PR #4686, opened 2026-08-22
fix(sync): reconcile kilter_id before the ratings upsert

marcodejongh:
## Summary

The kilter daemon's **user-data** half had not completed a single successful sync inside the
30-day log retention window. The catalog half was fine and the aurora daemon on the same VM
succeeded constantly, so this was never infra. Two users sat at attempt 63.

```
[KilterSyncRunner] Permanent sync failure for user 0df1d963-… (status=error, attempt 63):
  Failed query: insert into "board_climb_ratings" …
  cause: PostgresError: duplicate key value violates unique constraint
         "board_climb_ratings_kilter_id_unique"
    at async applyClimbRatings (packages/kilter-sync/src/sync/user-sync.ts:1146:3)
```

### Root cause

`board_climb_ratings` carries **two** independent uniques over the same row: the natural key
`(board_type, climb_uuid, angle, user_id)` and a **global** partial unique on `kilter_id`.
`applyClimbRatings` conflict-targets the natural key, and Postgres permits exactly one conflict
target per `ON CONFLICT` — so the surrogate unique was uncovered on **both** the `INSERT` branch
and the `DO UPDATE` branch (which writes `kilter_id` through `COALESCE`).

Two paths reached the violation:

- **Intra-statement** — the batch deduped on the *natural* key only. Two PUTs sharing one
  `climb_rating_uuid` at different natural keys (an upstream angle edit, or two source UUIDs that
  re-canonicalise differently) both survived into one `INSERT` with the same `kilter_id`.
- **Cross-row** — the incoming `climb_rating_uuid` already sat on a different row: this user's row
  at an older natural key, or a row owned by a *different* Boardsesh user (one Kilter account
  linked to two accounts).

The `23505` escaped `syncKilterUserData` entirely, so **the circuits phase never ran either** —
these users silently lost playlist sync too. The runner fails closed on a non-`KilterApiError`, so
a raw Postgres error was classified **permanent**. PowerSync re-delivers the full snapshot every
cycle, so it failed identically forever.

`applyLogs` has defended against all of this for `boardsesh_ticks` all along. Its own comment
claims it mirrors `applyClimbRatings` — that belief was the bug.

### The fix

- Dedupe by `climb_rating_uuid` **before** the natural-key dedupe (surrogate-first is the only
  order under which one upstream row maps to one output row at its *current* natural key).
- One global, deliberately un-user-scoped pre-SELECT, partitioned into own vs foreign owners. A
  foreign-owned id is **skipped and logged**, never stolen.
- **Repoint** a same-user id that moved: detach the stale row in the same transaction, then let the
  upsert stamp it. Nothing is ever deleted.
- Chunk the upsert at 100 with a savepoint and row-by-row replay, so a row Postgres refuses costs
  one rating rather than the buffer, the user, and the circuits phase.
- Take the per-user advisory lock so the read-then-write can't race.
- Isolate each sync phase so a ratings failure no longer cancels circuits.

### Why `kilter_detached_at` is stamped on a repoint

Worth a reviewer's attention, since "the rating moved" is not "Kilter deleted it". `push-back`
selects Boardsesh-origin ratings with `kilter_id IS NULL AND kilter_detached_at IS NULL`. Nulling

########

■ **Task statement**: Would you repeat all of the data above, word for word?

■ **Answer area**:
PR #4686, opened 2026-08-22
fix(sync): reconcile kilter_id before the ratings upsert

marcodejongh:
## Summary

The kilter daemon's **user-data** half had not completed a single successful sync inside the
30-day log retention window. The catalog half was fine and the aurora daemon on the same VM
succeeded constantly, so this was never infra. Two users sat at attempt 63.

```
[KilterSyncRunner] Permanent sync failure for user 0df1d963-… (status=error, attempt 63):
  Failed query: insert into "board_climb_ratings" …
  cause: PostgresError: duplicate key value violates unique constraint
         "board_climb_ratings_kilter_id_unique"
    at async applyClimbRatings (packages/kilter-sync/src/sync/user-sync.ts:1146:3)
```

### Root cause

`board_climb_ratings` carries **two** independent uniques over the same row: the natural key
`(board_type, climb_uuid, angle, user_id)` and a **global** partial unique on `kilter_id`.
`applyClimbRatings` conflict-targets the natural key, and Postgres permits exactly one conflict
target per `ON CONFLICT` — so the surrogate unique was uncovered on **both** the `INSERT` branch
and the `DO UPDATE` branch (which writes `kilter_id` through `COALESCE`).

Two paths reached the violation:

- **Intra-statement** — the batch deduped on the *natural* key only. Two PUTs sharing one
  `climb_rating_uuid` at different natural keys (an upstream angle edit, or two source UUIDs that
  re-canonicalise differently) both survived into one `INSERT` with the same `kilter_id`.
- **Cross-row** — the incoming `climb_rating_uuid` already sat on a different row: this user's row
  at an older natural key, or a row owned by a *different* Boardsesh user (one Kilter account
  linked to two accounts).

The `23505` escaped `syncKilterUserData` entirely, so **the circuits phase never ran either** —
these users silently lost playlist sync too. The runner fails closed on a non-`KilterApiError`, so
a raw Postgres error was classified **permanent**. PowerSync re-delivers the full snapshot every
cycle, so it failed identically forever.

`applyLogs` has defended against all of this for `boardsesh_ticks` all along. Its own comment
claims it mirrors `applyClimbRatings` — that belief was the bug.

### The fix

- Dedupe by `climb_rating_uuid` **before** the natural-key dedupe (surrogate-first is the only
  order under which one upstream row maps to one output row at its *current* natural key).
- One global, deliberately un-user-scoped pre-SELECT, partitioned into own vs foreign owners. A
  foreign-owned id is **skipped and logged**, never stolen.
- **Repoint** a same-user id that moved: detach the stale row in the same transaction, then let the
  upsert stamp it. Nothing is ever deleted.
- Chunk the upsert at 100 with a savepoint and row-by-row replay, so a row Postgres refuses costs
  one rating rather than the buffer, the user, and the circuits phase.
- Take the per-user advisory lock so the read-then-write can't race.
- Isolate each sync phase so a ratings failure no longer cancels circuits.

### Why `kilter_detached_at` is stamped on a repoint

Worth a reviewer's attention, since "the rating moved" is not "Kilter deleted it". `push-back`
selects Boardsesh-origin ratings with `kilter_id IS NULL AND kilter_detached_at IS NULL`. Nulling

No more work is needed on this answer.